В комнате, называемой ею гостиной, Иоланда Родригез съёжилась в старом кресле, которое они, вероятно, притащили из заброшенной квартиры в той же высотке. Там имелось несколько таких предметов меблировки, по-разному сломанных, но чистых. Окна выходили во двор, из которого доносились крики уль-комских мальчишек, игравших в грубую доморощенную версию регби. Самих их через побелённые стёкла видно не было.
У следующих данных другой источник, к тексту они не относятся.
PR #5931, opened 2023-04-15
Allow changing editor popup backdrop color

### LINKED ISSUE #5930: Change popup background colors with `editor-dark-mode`
### Why this would be helpful

Currently, the colors of backgrounds of popups (for renaming/creating variables, etc.) are determined by the Highlight color setting, but what if you wanted to customize this color separately from the rest of the UI?

Also, what if you wanted to customize the transparency?

### My suggestion

Add a color setting for popup backgrounds in `editor-dark-mode`.

It'd also be cool if we could add an optional blur effect to blur out everything under the popup. This could be done using `backdrop-filter: blur(x);`.

### Possible alternatives

_No response_

### Additional context

_No response_

DNin01:
Resolves #5930

### Changes

Added a setting to `editor-dark-mode` for changing the color of the popup backdrop (let me know if you can think of a better name). This is the blue cover behind popups in the editor like the popup that appears when you are creating or renaming a variable, list or broadcast message. It also supports adjusting transparency!

All of the presets except for "Scratch's default colors" have also been updated to make use of this feature.

Screenshot:

A popup with a transparent gray background behind it

### Reason for changes

So that people could make it different than the highlight color.

### Tests

Tested on Edge 112.


WorldLanguages:
Reminder if this gets merged/approved: this would require preset migration

addons/editor-dark-mode/addon.json
```diff
@@ -1139,6 +1152,7 @@
         "primary": "#5498c7",
         "highlightText": "#21211f",
         "menuBar": "#c0c3c6",
+        "popup": "#5498c7e6",
```
mxmou, line 1155:
```suggestion
        "popup": "#00000099",
```
Transparent black would look better in this preset too.

addons/editor-dark-mode/experimental_editor.css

Книги и другие вещи лежали в коробках, расставленных по всей комнате. Дешёвый ноутбук, дешёвый струйный принтер. Хотя электричества, насколько я мог судить, там не было. На стенах не висело никаких плакатов. Дверь в комнату была открыта. Я стоял, прислонившись к ней и глядя на две фотографии на полу: на одной был изображён Айкам, на другой, в лучшей рамке, — Иоланда и Махалия, улыбающиеся за коктейлями.
Иоланда встала, снова села. Она избегала смотреть мне в глаза. Не пыталась скрыть страха, который не утихал, хотя я уже не был его непосредственной причиной. Боялась показать растущую надежду или дать ей чрезмерную волю. Выражение, воцарившееся на её лице, я не раз видел раньше. Люди нередко жаждут освобождения.
— Айкам хорошо потрудился, — сказал я, опять по-английски.
Айкам, хоть и не понимал этого языка, перевести не просил. Он стоял возле кресла Иоланды и смотрел на меня.
— Вы поручили ему попытаться выяснить, как выбраться из Уль-Комы, не попадая на радар. Удалось?
— Как вы узнали, что я здесь?
— Ваш парень делал именно то, что вы ему велели. Пытался выяснить, что происходит. С чего бы ему заботиться о Махалии Джири? Они никогда друг с другом не разговаривали. А вот о вас он печётся. Так что когда он, выполняя ваше поручение, расспрашивал о ней, это выглядело странно. Наводило на мысли. Зачем он это делает? Это ведь вы, вы о ней волновались, и вы же волнуетесь о себе самой.